К 1930 году отношения уже дали заметную трещину, Ахматова сделала слабую попытку уйти, но под напором Пунина сдалась — и осталась. Осенью 1935 года, когда по доносу арестовали одновременно Пунина и Льва Гумилева, Ахматова ринулась в Москву, где при содействии Пастернака ей удалось каким-то чудом добиться их освобождения. Но в это время Пунин был ей уже безразличен.
В 1936 году Пунин отчетливо ощутил, что Ахматова окончательно оставила его. Он продолжал вести дневник, на страницах которого фиксировал разную степень переживаемого отчаяния. Оно было тем острее, что, видимо, он не ожидал от Ахматовой такого решительного шага, ему казалось, что за годы совместной жизни она смирилась, срослась с ним, не сможет без него жить. Пунин ошибался — Ахматова была гораздо смелее и решительнее его самого, и, кроме того, в ней, несмотря на возраст и болезни, сохранялось ощущение пути, по которому еще предстоит пройти, она не метила свою жизнь прошедшим временем. Пунин чувствовал совсем иначе. Приведем несколько записей из его дневника. Они достаточно красноречивы, чтобы оставить их без внимания:
«
Ан. нету. В конце июня она уехала под Москву к Шервинским — и с тех пор ничего не знаю о ней.
Был в тюрьме. Ан. написала Сталину, Сталин велел выпустить. Это было осенью.
Любовь осела, замутилась, но не ушла. Последние дни скучаю об Ан. с тем же знакомым чувством боли. Уговаривал себя — не от любви это, от досады. Лгал. Это она, все та же. Пересмотрел ее карточки — нет, не похожа. Ее нет, нет ее со мной.
Проснулся просто, установил, что Ан. взяла все свои письма и телеграммы ко мне за все годы; еще установил, что Лева тайно от меня, очевидно по ее поручению, взял из моего шкапа сафьяновую тетрадь, где Ан. писала стихи, и, уезжая в командировку, очевидно, повез ее к Ан., чтобы я не знал.

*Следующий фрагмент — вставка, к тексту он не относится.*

PR #5596, opened 2024-01-10
Identity | Change logic of `GU_SO` cookie use

coldlink:
## Why are you doing this?

We discovered an issue in the way that the GU_SO cookie works, meaning that a user could sign out, then immediately sign in again as a new user, but the tokens for the old user had not been cleared yet, so the new user would see the old users data.

The problem and solution have been outlined in detail within this PR https://github.com/guardian/gateway/pull/2529

And the documentation was updated in this PR https://github.com/guardian/gateway/pull/2530

Essentially the fix is to read the `GU_SO` cookie and get the timestamp for when a user signs out, and compare it to the `iat` claim of the ID token. This leads to one of three scenarios:
1. If the `GU_SO` value is > `iat` then the user has signed out recently, so the tokens are invalid, get new tokens if needed
2. If the `GU_SO` value is < `iat` then the user has not signed out recently, so the tokens are valid, continue
3. If the `GU_SO` cookie is missing then the user has not signed out recently, so the tokens are valid, continue

This PR updates the logic in `UserFromAuthCookiesActionBuilder` to use this new logic regarding the `GU_SO` cookie to fix this issue. We've also documented in line as to why this is required.

### DIFF
--- a/support-frontend/app/actions/UserFromAuthCookiesActionBuilder.scala
+++ b/support-frontend/app/actions/UserFromAuthCookiesActionBuilder.scala
@@ -79,10 +79,9 @@ object UserFromAuthCookiesActionBuilder extends Logging {
       handleFailure: ValidationError => Future[Result],
   )(implicit ctx: ExecutionContext): Future[Result] = {
     def isCookiePresent(name: String) = request.cookies.get(name).isDefined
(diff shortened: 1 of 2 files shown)


kelvin-chappell (approved):
Looks good! 👍

kelvin-chappell (approved):
👍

От боли хочется выворотить всю грудную клетку. Ан. победила в этом пятнадцатилетнем бою <...>
Люди похожи на старые декорации, сложенные в сарае провинциального театра.
Вчера послал ей вторую телеграмму с обратной распиской: “Аня прошу телеграфируй здоровье деньги выслал”. Еще послал письмо: “Аня, мне страшно, что ты молчишь; я ничего от тебя не хочу, я люблю тебя”.
Когда страдаешь, все вещи кажутся иными. В этом Гамлет.
Вечер, ветер, дача; оттого что мало воли к действию, становишься графоманом.
12 часов ночи.
Дача, ветер, ночь.
“Я пью за разоренный дом, За злую жизнь мою...”»[281].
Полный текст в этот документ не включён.